Quote: "So, why doesn't it happen? Because the Democratic Party--aided, sadly, by a handful of Republicans--deliberately keeps gas prices high and our domestic oil companies small by putting most of our reserves off limits to development. China is now drilling in the Caribbean, off Cuba...." OK, Republicans had the hat trick of government control for 6 years, Executive, Legislative and Judicial and didn't do squat...IMO, because the oil oligopoly control them and the Democrats...both parties are but pawns to be manipulated by big dough, big companies...govt is the farm team system for global mega-corps. Why would oil companies want gas prices low? They are sovereign unto themselves, they are not patriotic, they don't care in which currency their profits accrue, they are making the goal of their existence, profits, in amounts never seen before in the history of mankind...why in God's name would they want to change this? It would not surprise me in the least to learn that Exxon and others actually funnel money to 'treehugger' and environmental organizations...they have NO scruples, no morals...the compass of their soul is permanently fixated on p-r-o-f-i-t. Period. They are neither Republican, Democrat, Libertarian, Socialist, Czarist or any "ism"...they are apolitical in the sense of govt form and only favor any govt that is tractable...and the cost of it.

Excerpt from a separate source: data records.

PR #1807, opened 2021-06-17
fix(ui): center logo on password reset pages

TheCatLady:
#### Description

The new logo is not being centered on the password reset pages.

#### To-Dos

#### Issues Fixed or Closed

N/A

### DIFF
--- a/src/components/Login/index.tsx
+++ b/src/components/Login/index.tsx
@@ -78,11 +78,7 @@ const Login: React.FC = () => {
         <LanguagePicker />
       </div>
       <div className="relative z-40 flex flex-col items-center px-4 mt-10 sm:mx-auto sm:w-full sm:max-w-md">
-        <img
-          src="/logo_stacked.svg"
-          className="max-w-full mx-auto mb-10"
-          alt="Logo"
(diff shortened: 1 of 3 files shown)


src/components/Login/index.tsx
```diff
@@ -78,7 +78,11 @@ const Login: React.FC = () => {
         <LanguagePicker />
       </div>
       <div className="relative z-40 flex flex-col items-center px-4 mt-10 sm:mx-auto sm:w-full sm:max-w-md">
-        <img src="/logo_stacked.svg" className="max-w-full mb-10" alt="Logo" />
+        <img
+          src="/logo_stacked.svg"
+          className="max-w-full mx-auto mb-10"
```
sct, line 83: We are using flex to center here. Let's do the same in the other places? We shouldn't need mx-auto then.

sct (changes requested):

src/components/Login/index.tsx
TheCatLady: Gotcha!

sct (approved):

Issue #1858, opened 2021-06-30
request limit not working


arjohnson15:
#### Description

Request limit on users isn't preventing them from requesting more. They are just showing negative numbers as they past the limit. I am unsure if its a bug in my install or the version. 

#### Version

What version of Overseerr are you running? 1.25.0

#### Steps to Reproduce

Please tell us how we can reproduce the undesired behavior.

1. set a request limit of one to a user
2. have that user request 2 movies
3. check the users profile 

#### Expected Behavior

I expext the limit to stop them from requesting when they have 0 remaining requests like it did in 1.24.0

#### Screenshots

![image](https://user-images.githubusercontent.com/49290460/123969216-9e9a8c00-d97d-11eb-9803-0018343a0f5d.png)

#### Device

What device were you using when you encountered this issue? Please provide this information to help us reproduce and investigate the bug.

- Overseerr running in a docker
-Unsure what device they are using to request from

danshilm:
I'm unable to reproduce this since I can't request content if the limit has been set. 

The only thing I can reproduce is the negative number as the amount of requests left for the 7 day period by already having x amount of content requested then setting the limit for that user to less than the value of x.

arjohnson15:
I will attempt to install another instance and see if my install had an issue. @danshilm that is how it worked before I upgraded to 1.25.0 so it is possible an issue arose during my install. 
In 1.24.0 I had the limit set on a few individual users then in 1.25.0 I set it globally and they were able to request past the limit. I did start fresh on 1.25.0.

bison529:
> I will attempt to install another instance and see if my install had an issue. @danshilm that is how it worked before I upgraded to 1.25.0 so it is possible an issue arose during my install.
> In 1.24.0 I had the limit set on a few individual users then in 1.25.0 I set it globally and they were able to request past the limit. I did start fresh on 1.25.0.

I have same issue, local users can they were able to request past the limit.

PR #1859, opened 2021-06-30
fix(ui): do not display negative remaining quota

TheCatLady:
#### Description

If a user has exceeded their quota, we should display the remaining limit as 0 instead of a negative value.

#### To-Dos

#### Issues Fixed or Closed

- Fixes UI issue reported in #1858

### DIFF
--- a/src/components/UserProfile/index.tsx
+++ b/src/components/UserProfile/index.tsx
@@ -150,7 +150,10 @@ const UserProfile: React.FC = () => {
                           limit: (
                             <span className="text-3xl font-semibold">
                               {intl.formatMessage(messages.limit, {
-                                remaining: quota.movie.remaining,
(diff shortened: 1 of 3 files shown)


src/components/UserProfile/index.tsx
```diff
@@ -150,7 +150,10 @@ const UserProfile: React.FC = () => {
                           limit: (
                             <span className="text-3xl font-semibold">
                               {intl.formatMessage(messages.limit, {
-                                remaining: quota.movie.remaining,
+                                remaining: Math.max(
+                                  0,
+                                  quota.movie.remaining ?? 0
```
sct, line 155: We should probably correct this on the API side

sct (approved):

China's drilling off the coast of Cuba, and Cheney's saying China is drilling 60 miles off the coast of Florida, is bullshit. Bullshit! Talk about Hitler and Goebbels big lie theory, Dickhead Cheney has it down pat. Ask Senator
Mel Martinez of FL, a Republican, or Jorge Pinon, the energy expert at the Center for Hemispheric Policy. This is false...but of course, chapter and verse from the Nazi propaganda masters constantly reiterated the necessity of changing the facts when they didn't fit with the political agenda. Mention of 'propaganda' and 'Nazi' today in any political context immediately draws guffaws, smirks and heehaws, but don't kid yourself, there are political operatives today who study and learn the Nazi PR lessons...well. This "Phillips" piece is an egregious example of distortion, innuendo and outright lies.

"small" oil companies? PetroChina largest in the world at $1T? It so happens I know quite a bit about PTR..having recommended its purchase at $20.00 in 2003..before Warren Buffett bought it...as much for its stand alone value as the potential of the yuan/dollar exchange rate of its ADRs per the float requisite for membership in the WTO. It reached $266.00. Here's where these lying bastards get away with this stuff. PetroChina, PTR, has billions of shares authorized but only 2.2% of those shares registered on the Shanghai exchange..which trade at a huge premium to shares trades anywhere else....and multiplying the artificial price X the total of authorized shares does, of course, total over a trillion...but its hardly a true indication of the value of the company, which is more like $400B, less than many companies including Sinopec and China Natl Petroleum. PetroChina's revenues are in the area of $110B....would you rather own it or ExxonMobil with revenues of $347Billion? There are at least 25 companies in the world with revenues greater than PTR including: Shell, BP, Chevron and ConocoPhillips. Isn't proof of this kind of finagling, altering facts, sufficient for most reasonable people to say, "enough", we are not lemmings to be led over the cliff by diabolical REPUBLICAN political operatives with agendas that best serve their own interests?

And now the coup de grace, "To all you Democrats, when you go vote for your candidate, a blazing liberal like Barrack Obama or Hillary Clinton, just keep in mind that their liberal spending habits will further decrease the value of the American dollar on the world market and your gasoline costs will hike even higher." Inasmuch as Republicans have effectively controlled all energy policy for 7.5 years...whatever it might be since Cheney conducts it in secret..plus all SPENDING bills, not to mention off-budget, deficit, war costs....this blatantly spurious statement is laughable on the face of it...and needs no refutation for the edification of anyone with more than oatmeal for a brain.